PR #208, opened 2015-07-22
Reset offsets for all brokers in simpleconsumer.py

crispin-linden:
Breaking here prevents the rest of the by_leader dict from being processed. Since we've successfully read the offsets of the current broker, we should continue the iteration instead.


wer-linden:
+1  without this fix, only the first partition/group  is having it's current offset updated.   This  causes a balanced_consumer to consume from only one partition (ignoring the rest if they exist), when reset_offset_on_start=True is used.

emmett9001:
Thanks, this change in combination with [this one](https://github.com/Parsely/pykafka/commit/4cbe0a16407e2edcc7336e404c4f102269a9dd09) should fix a few of the retry bugs.

PR #211, opened 2015-07-23
Add some check when stopping balancedconsumer

fortime:
Add some check when stopping balancedconsumer


emmett9001:
@fortime the branch you're pull requesting against has changed since this was created, but I've applied the change in that branch [here](https://github.com/Parsely/pykafka/commit/48c7225196b89ff46a14f3f4d397902ddc81194f).

fortime:
Thanks

Issue #210, opened 2015-07-22
Stopping BalancedConsumer ends in infinite loop


tiriplicamihai:
I noticed today a problem with BalancedConsumer. The steps to reproduce this behavior are:

1. Call consume method (blocking or nonblocking)
2. On another thread get the instance and call `stop` method (For my scenario it was in a signal handler)
3. The consume will never end

I think this happens because of this code:
https://github.com/Parsely/pykafka/blob/1.0.3/pykafka/simpleconsumer.py#L297-L310

`SimpleConsumer` always raises `ConsumerStoppedException` and `BalancedConsumer` always ignores it (`continue` skips the blocking part).

Is this the expected behavior? If not, maybe before calling `continue`, self._running should be check. If you thing it's ok I'd be happy to create a PR for this fix (or think about another one).

Thank you!

emmett9001:
Thanks @tiriplicamihai. My original intent with the `continue` statement was to allow `consume()` to continue without returning during a call to `_rebalance()`. That can stay, but I agree that a check on `self._running` before the `continue` in `BalancedConsumer` should fix this issue. If you're willing to open a pull request for this, please do!

tiriplicamihai:
@emmett9001 Thank you for your response! I will open a PR tomorrow.

PR #212, opened 2015-07-23
210 fix stop balanced consumer

tiriplicamihai:
Fixes https://github.com/Parsely/pykafka/issues/210

### DIFF
--- a/pykafka/balancedconsumer.py
+++ b/pykafka/balancedconsumer.py
@@ -553,6 +553,8 @@ class BalancedConsumer():
             try:
                 message = self._consumer.consume(block=block)
             except ConsumerStoppedException:
+                if hasattr(self, '_running') and not self._running:
+                    return
                 continue
             if message:
                 self._last_message_time = time.time()
--- a/pykafka/balancedconsumer.py
+++ b/pykafka/balancedconsumer.py
@@ -163,6 +163,7 @@ class BalancedConsumer():
         self._zookeeper_connect = zookeeper_connect
         self._zookeeper_connection_timeout_ms = zookeeper_connection_timeout_ms
         self._reset_offset_on_start = reset_offset_on_start
+        self._running = False
 
         self._rebalancing_lock = cluster.handler.Lock()
         self._consumer = None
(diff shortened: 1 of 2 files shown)


tiriplicamihai:
@emmett9001 can you please review the changes? As a feedback, I think you should add a `requirements.txt` file in the repo. I couldn't find the right versions of the packages and I could not run the integration tests for BalancedConsumer. I can help with this too if you can tell me the versions.

emmett9001:
@tiriplicamihai Did you install pykafka with `python setup.py develop`? This should install all of the necessary packages.

tiriplicamihai:
Sorry, I didn't. Now seems to work ok. Thank you!

pykafka/balancedconsumer.py
```diff
@@ -553,6 +553,8 @@ def consumer_timed_out():
             try:
                 message = self._consumer.consume(block=block)
             except ConsumerStoppedException:
+                if hasattr(self, '_running') and not self._running:
```
emmett9001: Why do you need to check `hasattr` here? It seems unnecessary to me.

tiriplicamihai: `_running` is set on `self` when start is called. If, for some reason, somebody calls consume before start I thought it will not be ok to see an AttributeError. The other solution is to set `self._running` to false in `__init__`. Do you think it's ok?

emmett9001: Yes, it's an oversight on my part that `_running` isn't set to `False` on `__init__`. I think that's preferable to using `hasattr` in this case.

tiriplicamihai: Done :)

emmett9001:
Looks great. Thanks for the test, too!

tiriplicamihai:
Happy to help! If there are any other issues I can help with, you can ping me (I'm looking for an OS project I can contribute to).

emmett9001:
Wonderful, I'll keep that in mind. Please feel free to contribute issues or pull request fixes and improvements if you ever feel inclined to do so. I'd also recommend joining the [mailing list](https://groups.google.com/forum/#!forum/pykafka-user). Thanks!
□ □ □
* TASK DIRECTIONS *
Indicate how many lines of the material contain the string "blocking", giving the number and nothing more.

* RESPONSE FOR THIS EXERCISE *
2